Each record beneath this line is to be copied exactly.

Collected data entries
<<<<

PR #1540, opened 2021-05-05
json BUGFIX exp fraction number

lePici:
This PR solves issues 31700 and 31424 from oss-fuzz.


michalvasko (approved):
+1 for the new test cases.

>>>>

## Response box
PR #1540, opened 2021-05-05
json BUGFIX exp fraction number

lePici:
This PR solves issues 31700 and 31424 from oss-fuzz.


michalvasko (approved):
+1 for the new test cases.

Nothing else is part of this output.